*THE PROBLEM:* Which lines of the entries contain the string "kafka"? Please find them and copy them.

________

PR #580, opened 2026-04-23
feat(inkless): Set migrating partitions in KRaft metadata

giuseppelillo:
When service fetch requests, it's necessary to discern between a topic being migrated from classic to diskless but that has not yet committed the disklessStartOffset to KRaft (in this case fetch still need to go through UnifiedLog) and a full diskless topic (fetch goes through diskless read path).
Introduce a new sentinel value (-2) for `PartitionRegistration.classicToDisklessStartOffset` that indicates that the partition is being migrated from classic to diskless.

Before these changes:
1. Classic topic: `diskless.enable=false`, `PartitionRegistration.classicToDisklessStartOffset = -1`
1. Full diskless topic: `diskless.enable=true`, `PartitionRegistration.classicToDisklessStartOffset = -1`
1. Classic topic being migrated to diskless, that has not committed the diskless start offset yet to KRaft: `diskless.enable=true`, `PartitionRegistration.classicToDisklessStartOffset = -1`
1. Classic topic being migrated to diskless, that has committed the diskless start offset to KRaft: `diskless.enable=true`, `PartitionRegistration.classicToDisklessStartOffset = $disklessStartOffset`

*Case 2 and 3 are equal, even though 2 requires reading from UnifiedLog and 3 needs to read from diskless path.*

After the change:
1. Classic topic: `diskless.enable=false`, `PartitionRegistration.classicToDisklessStartOffset = -1`
1. Full diskless topic: `diskless.enable=true`, `PartitionRegistration.classicToDisklessStartOffset = -1`
1. Classic topic being migrated to diskless, that has not committed the diskless start offset yet to KRaft: `diskless.enable=true`, `PartitionRegistration.classicToDisklessStartOffset = -2`
1. Classic topic being migrated to diskless, that has committed the diskless start offset to KRaft: `diskless.enable=true`, `PartitionRegistration.classicToDisklessStartOffset = $disklessStartOffset`

*All cases can be individually distinguished.*

### DIFF
--- a/metadata/src/main/java/org/apache/kafka/controller/QuorumController.java
+++ b/metadata/src/main/java/org/apache/kafka/controller/QuorumController.java
@@ -1936,7 +1936,7 @@ public final class QuorumController implements Controller {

________

*WRITTEN RESPONSE:*
--- a/metadata/src/main/java/org/apache/kafka/controller/QuorumController.java
+++ b/metadata/src/main/java/org/apache/kafka/controller/QuorumController.java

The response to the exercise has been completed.